# Starting a show bin :) suggestions welcome!



## Klassic Superstar (Nov 30, 2009)

Well since this season will be my first year goi g back in the show ring with many years out of it!

So once I get the money from selling my saddle I will be getting a bin and starting to add things in over the winter months.

I just got Oliver a show sheet, it's a beautiful plaid as well as a fleece show blanket I had made for me. 

I am going to order his show halter with name plate and lead rope 

Then this week I am going to the dollar store to get black yarn, bands, spray bottle, rags, shampoo and conditioner, hair spray, a bucket for bathing, a comb and brush and who knows what other good deals I will find!
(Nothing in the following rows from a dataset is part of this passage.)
PR #565, opened 2016-03-15
Propagate stack-level tags to resources

LarsFronius:
According to
http://docs.aws.amazon.com/AWSCloudFormation/latest/UserGuide/aws-properties-resource-tags.html

"All stack-level tags, including automatically created tags, are
propagated to resources that AWS CloudFormation supports. Currently,
tags are not propagated to Amazon EBS volumes that are created from
block device mappings."

I didn't take care of the EBS volume case from block device mappings, but generally fixed that stack level tags are propagated to any taggable ec2 resource.

### DIFF
--- a/moto/cloudformation/models.py
+++ b/moto/cloudformation/models.py
@@ -26,7 +26,7 @@ class FakeStack(object):
         self.output_map = self._create_output_map()
 
     def _create_resource_map(self):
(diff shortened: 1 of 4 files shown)


LarsFronius:
Please don't merge this just yet, I figured that tags with the reserved prefix "aws:" don't count for the limit of 10 tags and thus should not throw a TagLimitExceeded exception. I'll fix this in a bit. :) However, could also turn that into a second PR.

spulec:
thanks!

Issue #164, opened 2014-08-20
Dynamodb2 table query to support QueryFilter


nadersoliman:
A feature request for Dynamodb2 table to support QueryFilter

Thanks,

im-auld:
@spulec What part of the code would need to be patched to make QueryFilters work? I'll see if I can get it working.

spulec:
https://github.com/spulec/moto/blob/master/moto/dynamodb2/models.py#L281

im-auld:
Added a bug fix for this issue, tests are passing: https://travis-ci.org/spulec/moto/builds/224523178

PR #567, opened 2016-03-17
Query filters issue 164

im-auld:
Added support for query filters as requested in issue #164


im-auld:
@spulec I feel like I may be missing some edge cases in this implementation so any feedback would be great. This would be a big feature to add and would probably be useful for a lot of users.

spulec:
Looks great, thanks!

PR #570, opened 2016-03-22
Add ip-address and private-ip-address to the list of filters for instance filtering

digital-abyss:
Please let me know if I'm missing anything. 

These filters are described in
http://boto3.readthedocs.org/en/latest/reference/services/ec2.html#EC2.Client.describe_instances

and map to the instance methods of public_ip() and private_ip() respectively.


spulec:
thanks!

PR #574, opened 2016-03-29
Fixed DynamoDB 'IN' comparison function

DarthLorenzo:
Previously experiencing this error when using the "IN" comparison function:

```
File "[path]/moto/dynamodb2/models.py", line 65, in compare
    return comparison_func(self.value, *range_values)
TypeError: <lambda>() takes exactly 2 arguments (3 given)
```

Modified the lambdas to take an argument list.


spulec:
thanks!

PR #577, opened 2016-04-04
Add datetime to cloudwatch's alarms

beeva-antonioirizar:
it appears in template's response but it didn't have it in model.
Boto3 needs a non-empty date.

Best.


spulec:
thanks!

PR #579, opened 2016-04-05
Added availability-zone filtering to instance collections

roger-lai:
Code Changes:
* Adds the ability to filter by availability zones as described in: http://boto3.readthedocs.org/en/latest/reference/services/ec2.html#EC2.ServiceResource.instances
* maps to placement function which describes the availability zone

Please let me know if anything else can be done.
Thanks!


spulec:
Thanks!

PR #833, opened 2017-02-16
Route53: allow hosted zone id as well when creating record sets

Dawil:
Currently a `KeyError: u'HostedZoneName'` is thrown when supplying a `HostedZoneId` to a RecordSetGroup in a CloudFormation template and only a `HostedZoneName` will work. Both of these options are supposed to work, as per [here](http://docs.aws.amazon.com/AWSCloudFormation/latest/UserGuide/aws-properties-route53-recordsetgroup.html#cfn-route53-recordsetgroup-hostedzoneid).

This PR updates `RecordSetGroup.create_from_cloudformation_json()` to perform an identical check to the one in `RecordSet`. This behavior could be abstracted into a function if desired but all occurrences in `moto/route53/models.py` appear to be handled now.

### DIFF
--- a/moto/route53/models.py
+++ b/moto/route53/models.py
@@ -213,8 +213,11 @@ class RecordSetGroup(object):
     def create_from_cloudformation_json(cls, resource_name, cloudformation_json, region_name):
         properties = cloudformation_json['Properties']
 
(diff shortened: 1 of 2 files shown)


spulec:
Great, thanks!

PR #841, opened 2017-02-22
Elastic IP PhysicalResourceId should always be its public IP

rouge8:
According to the [CloudFormation `Ref` docs][docs], the `Ref` return value (and physical ID of the resource) for an Elastic IP is its public IP address.

[docs]: http://docs.aws.amazon.com/AWSCloudFormation/latest/UserGuide/intrinsic-function-reference-ref.html


spulec:
Yes, thanks for fixing that!

PR #843, opened 2017-02-23
make cloudformation update stack use parameters provided

Dawil:
Currently when updating a stack, if parameters are provided they are ignored. This patch reads the parameters from the Response in the same way that `create_stack` does, passes it on through to the underlying `ResourceMap.update()` method and updates the `input_parameters` attribute. I'm not sure if there might be a preferred way to do this, but this seems like a reasonably small change.

As always, I'm happy to discuss or incorporate feedback to make this PR more conforming.


spulec:
Great, thank you!

PR #846, opened 2017-02-24
Cast desired capacity for cloudformation asg to int

william-richard:
Cloudformation passes MaxSize, MinSize and DesiredCapacity as strings, but
we want to store them as ints.  Also includes tests of this fix, to help
avoid regression.


spulec:
Great, thank you!

PR #851, opened 2017-03-02
Fix lambda stdout/stderr mocking

2rs2ts:
Originally, the code was setting sys.stdout and sys.stderr back to the
original, official forms, but this breaks idioms like mocking stdout to
capture printing output for tests. So instead, we will reset sys.stdout
and sys.stderr to what they were before running the lambda function, so
that in case someone is mocking stdout or stderr, their tests won't
break.

I realize that technically someone could write code that overwrites these variables, but I think it is unlikely. Let me know if this is a dealbreaker.

### DIFF
--- a/moto/awslambda/models.py
+++ b/moto/awslambda/models.py
@@ -135,6 +135,8 @@ class LambdaFunction(object):
             print("Exception %s", ex)
 
         try:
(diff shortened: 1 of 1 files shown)


spulec:
Looks good, thanks!

PR #852, opened 2017-03-03
Add event IDs to CF Stack events

2rs2ts:
So that events can be uniquely identified.

I tried to match the format documented here: http://docs.aws.amazon.com/AWSCloudFormation/latest/UserGuide/using-cfn-listing-event-history.html


spulec:
Thanks!

PR #853, opened 2017-03-03
Return CF Stack events in reverse chronological order

2rs2ts:
This is how the AWS API works: http://boto3.readthedocs.io/en/latest/reference/services/cloudformation.html#CloudFormation.Client.describe_stack_events

I wasn't sure whether it would be better to make the internal representation be in reverse chronological order instead of just changing the response. I could go either way. Let me know if you want me to change it!


spulec:
This is great, thanks!

PR #858, opened 2017-03-13
Add a dashboard

spulec:
moto_and_new_tab


moto/core/models.py
```diff
@@ -208,9 +210,36 @@ def dec(f):
         return dec
 
 
+model_data = defaultdict(dict)
+class InstanceTrackerMeta(type):
```
hltbra: This registry implementation looks great, very concise.

PR #860, opened 2017-03-13
Add ListHostedZonesByName

2rs2ts:
I implemented both the lookup and the sorting for when you don't specify a `dnsname`.

Added a new test and uncommented/fixed a piece of test code that can now run because the method is now supported.


spulec:
Thanks!

PR #861, opened 2017-03-13
Ensure SQS property WaitTimeSeconds is an integer

scawley-r7:
This just ensure that the `WaitTimeSeconds` property is in integer.


spulec:
Thanks!

PR #865, opened 2017-03-13
update RDS responses to return DBInstanceArn

### LINKED ISSUE #864: RDS responses don't return DBInstanceArn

I also just got a deal on brand new leather open front jump :wink:boots! They will be going in the bin as well! 

What do you have in your show bin?!:wink:


----------



## Dreamcatcher Arabians (Nov 14, 2010)

Sally Beauty Supply's Kolestral Conditioner, buy it by the gallon, around $26 and it will put an unreal shine on his coat. I use my hands to smear it all over like mayonaise and rinse it out with warm water. It'll come out with cold but takes longer. 

Show Sheen by the gallon. 

Ultra Products, Clear Hoof Polish and Meltonian waxy shoe polish in whatever color your horses hooves are. Ultra Hoof Polish Enhancer Spray and Ultra Hoof Polish Remover. I put the wax on the hoof first, then the polish and let it dry for about 30 mins, then spray with the enhancer when the polish is dry to the touch. 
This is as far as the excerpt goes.